Sunday, February 8, 2026

Miyo


Miyo Takeda (1983-2025), Toronto, July 30, 1998. We were shopping for a camera and I suggested she get this Olympus Stylus. It was rugged and weather resistant and had a fast 2.8 lens for candid photography. In my Plymouth Neon.

I thought I'd look up a friend I hadn't seen in years. The first thing I found was her obituary in the Toronto Star from a few days before. "No, it can't be the same person," I thought, but it was. I met Miyo at Canzine 1997 in Toronto, when she was 14. She did 'zines and organized music shows and later worked in art galleries and became a landscape architect for the city of Vancouver.
She lived in a rough part of Toronto - when I parked nearby, a prostitute came up to my car. When her dad had painted a door that he'd taken off the hinges and left it outside to dry, someone stole it. We both wondered what kind of market there was for a stolen used door.
We drove to the Beach (Beaches District in Toronto) and she noticed that there were very few black people there, something I, being white, didn't notice!
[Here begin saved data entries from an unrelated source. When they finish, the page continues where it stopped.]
Issue #15472, opened 2022-04-14
TAB in an Org Agenda buffer in terminal Emacs is bound to the wrong function


swinkels:
#### Description :octocat:
When Emacs runs in the terminal and cursor is in an `*Org Agenda*` buffer on an entry, pressing TAB calls `evil-jump-forward` (and in effect does nothing). It used to call `org-agenda-goto` and open the entry in another window.

**Analysis**

In a terminal, TAB and C-i are the same. In `core-spacemacs.el`, function `spacemacs/init` specifically sets `evil-want-C-i-jump` to `nil` to "avoid TAB being overlapped in terminal mode". Commit bbd40f113fe396a2109086db0529751c3e9d0846 of January 8 2022 bypasses that logic and always binds `C-i` to `evil-jump-forward`, see the change in `evil-evilified-state.el`.

#### Reproduction guide :beetle:
- Start Emacs in a terminal, so using `emacs -nw`.
- `M-x org-agenda`.
- In the `*Org Agenda*` buffer, move point to an entry and press TAB.

*Observed behaviour:* :eyes: :broken_heart:
Nothing happens.

*Expected behaviour:* :heart: :smile:
The `*Org Agenda*` entry at point should open in another window.

#### System Info :computer:
- OS: gnu/linux
- Emacs: 27.2
- Spacemacs: 0.999.0
- Spacemacs branch: develop (rev. 587f584eb)
- Graphic display: nil
- Distribution: spacemacs
- Editing style: vim
- Completion: helm
- Layers:
```elisp
(yaml auto-completion c-c++
      (c-c++ :variables c-c++-backend 'lsp-ccls)
      emacs-lisp javascript git helm html lsp lua markdown nutter org outshine
      (python :variables python-backend 'lsp python-lsp-server 'pylsp python-formatter 'black python-format-on-save t python-test-runner 'pytest)
      (shell :variables shell-default-height 30 shell-default-position 'bottom)
      syntax-checking treemacs)
```
- System configuration features: XPM JPEG TIFF GIF PNG RSVG CAIRO SOUND GPM DBUS GSETTINGS GLIB NOTIFY INOTIFY ACL GNUTLS LIBXML2 FREETYPE HARFBUZZ M17N_FLT LIBOTF ZLIB TOOLKIT_SCROLL_BARS GTK3 X11 XDBE XIM MODULES THREADS JSON PDUMPER GMP

#### Backtrace :paw_prints:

She was always concerned about racism and remembered how one of her teachers had in all seriousness asked whether it was the Chinese whose eyes slanted up or down or the Japanese!
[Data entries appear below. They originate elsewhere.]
PR #15446, opened 2022-04-06
Fix function quote warning

bryce-carson:
Change `'` to `#'`, resolves #15443

PR #15477, opened 2022-04-18
change read syntax for functions from ' -> #'

dankessler:
I just used `ripgrep` to try to find instances of `'(lambda` that weren't preceded by `#`, so it's possible I missed a few that had more exotic whitespace. 

I don't know that this change will make a huge difference, but without it I get warnings (in emacs 28) whenever the relevant bits are called.


dankessler:
This likely partially conflicts with #15446, but includes fixes not therein.

lebensterben (changes requested):
#' and (lambda () ..) are duplicated

dankessler:
> #' and (lambda () ..) are duplicated

Sorry, GitHub is telling me that you have requested changes, but I can't see any annotations on the diff to indicate what changes you might have requested or where. All of my changes edit forms like `'(lambda` to `#'(lambda`. Are you saying that there are some (all?) instances where the edit should instead be `'(lambda` to `(lambda`?

lebensterben:
> Are you saying that there are some (all?) instances where the edit should instead be '(lambda to (lambda?

All of them should just be (lambda () ..)

dankessler:
So I presume then that despite their equivalence, the `(lambda` form is preferred to `#'(lambda` (perhaps because the former is more concise)? Arguably both are preferred to `'(lambda` (which now raises warnings).

The `#'(lambda` form appears in numerous other places in the `spacemacs` code base: should I fix those too while I'm at it?

lebensterben:
> So I presume then that despite their equivalence, the `(lambda` form is preferred to `#'(lambda` (perhaps because the former is more concise)? Arguably both are preferred to `'(lambda` (which now raises warnings).

yes.


> The `#'(lambda` form appears in numerous other places in the `spacemacs` code base: should I fix those too while I'm at it?

yes if you want.

dankessler:
Ok, PR has been updated to
1.  edit `'(lambda` -> `(lambda` (since otherwise this raises warnings)
2. edit `#'(lambda` -> `(lambda` (the former is harmless but the latter makes things more consistent)

lebensterben:
files under core/lib and local should not be altered.

dankessler:
Oops; fixed

> files under core/lib and local should not be altered.

lebensterben (approved):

She used to work at an ice cream stand at Harbourfront. She told me she stole from the till and I wondered how she did it, and she showed me - she just pocketed some change and never got caught! "So how are you avoiding not having to shower with several heavily tattooed women, all named Butch?" I asked, and she deadpanned "Hello, Cutie!" in a butch voice, and said the owner just didn't pay that much attention to what was going on. A few years on, I saw her walking down Queen Street West, a club scene in Toronto, in a beautiful outfit and six inch platform shoes with a guy from CFNY, the hip radio station. 
She suffered from depression and was on paxil even in her teens.